▶ _Your assignment_: Please report each line in the material below that includes "disk".

◇ ◇ ◇ ◇ ◇ ◇ ◇

PR #517, opened 2020-12-04
fix(eventhandler): continue processing indepedent blockdevices even if one device fails

akhilerm:
When one of the disk is bad in the node / NDM is not able to create blockdevice resource for the disk, NDM repeatedly performs the rescan operation, skipping the other disks. This results in some disks not being processed. This PR brings in a change to wait till all the disks are processed, before starting the rescan.

**What this PR does?**:
- adds a check to skip processing of blockdevices if the parent or any of the slave devices of the given block device has errored out.

NOTE: This commit does not change the continuous rescan that NDM will do incase of a disk erroring out.

Solves one issue mentioned in https://github.com/openebs/openebs/issues/3051

**Checklist:**
- [ ] Fixes 
- [x] Commit has unit tests

### DIFF
--- a/cmd/ndm_daemonset/probe/eventhandler.go
+++ b/cmd/ndm_daemonset/probe/eventhandler.go
@@ -17,6 +17,7 @@ limitations under the License.
 package probe
 
 import (
+	"github.com/openebs/node-disk-manager/blockdevice"
 	"github.com/openebs/node-disk-manager/cmd/ndm_daemonset/controller"
 	"github.com/openebs/node-disk-manager/pkg/features"
 	libudevwrapper "github.com/openebs/node-disk-manager/pkg/udev"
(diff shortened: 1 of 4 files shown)


cmd/ndm_daemonset/probe/eventhandler.go
```diff
@@ -62,12 +66,14 @@ func (pe *ProbeEvent) addBlockDeviceEvent(msg controller.EventMessage) {
 		klog.Infof("Processed details for %s", device.DevPath)
 
 		if isGPTBasedUUIDEnabled {
+			if isParentOrSlaveDevice(*device, erroredDevices) {
+				continue
```
kmova, line 70: log an error for this device as well.

kmova: a warning message that we skipped it because the device parent or child is already in an errored state.

akhilerm: Done.

kmova (approved):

◇ ◇ ◇ ◇ ◇ ◇ ◇

▶ _Solution for this exercise_:
When one of the disk is bad in the node / NDM is not able to create blockdevice resource for the disk, NDM repeatedly performs the rescan operation, skipping the other disks. This results in some disks not being processed. This PR brings in a change to wait till all the disks are processed, before starting the rescan.
NOTE: This commit does not change the continuous rescan that NDM will do incase of a disk erroring out.
+	"github.com/openebs/node-disk-manager/blockdevice"
 	"github.com/openebs/node-disk-manager/cmd/ndm_daemonset/controller"
 	"github.com/openebs/node-disk-manager/pkg/features"
 	libudevwrapper "github.com/openebs/node-disk-manager/pkg/udev"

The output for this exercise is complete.